PR #92, opened 2023-04-04
Update hello_world for Bridge

wasnotrice:
@charypar here's an update to your `direct-core-api` branch that gets the hello_world example and tests building. Might save you some busy work :)

### DIFF
--- a/examples/hello_world/shared/src/counter.rs
+++ b/examples/hello_world/shared/src/counter.rs
@@ -54,7 +54,7 @@ impl App for Hello {
 #[cfg(test)]
 mod test {
     use super::*;
-    use crux_core::{render::RenderOperation, testing::AppTester};
+    use crux_core::{render::RenderOperation, testing::AppTester, Request};
 
     #[test]
     fn renders() {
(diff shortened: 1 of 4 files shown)


examples/hello_world/shared/src/counter.rs
```diff
@@ -65,8 +65,10 @@ mod test {
 
         // Check update asked us to `Render`
         let actual_effect = &update.effects[0];
-        let expected_effect = &Effect::Render(RenderOperation);
-        assert_eq!(actual_effect, expected_effect);
+        match actual_effect {
+            Effect::Render(_) => assert!(true),
+            _ => assert!(false, "expected Render, got {:?}", actual_effect),
+        }
```
wasnotrice, line 71: This pattern feels a bit wordier then the original test, but not too bad?

charypar: I agree, it's a little annyoing. I was looking at using something like https://github.com/poignardazur/assert_let to make that a bit more succinct.

charypar (approved):
This is awesome, will definitely save some time. Thank you for the help!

============================================================

_Assignment_
Go through the listing above and pull out each line containing the word "that".

_Output of the exercise_
@charypar here's an update to your `direct-core-api` branch that gets the hello_world example and tests building. Might save you some busy work :)
charypar: I agree, it's a little annyoing. I was looking at using something like https://github.com/poignardazur/assert_let to make that a bit more succinct.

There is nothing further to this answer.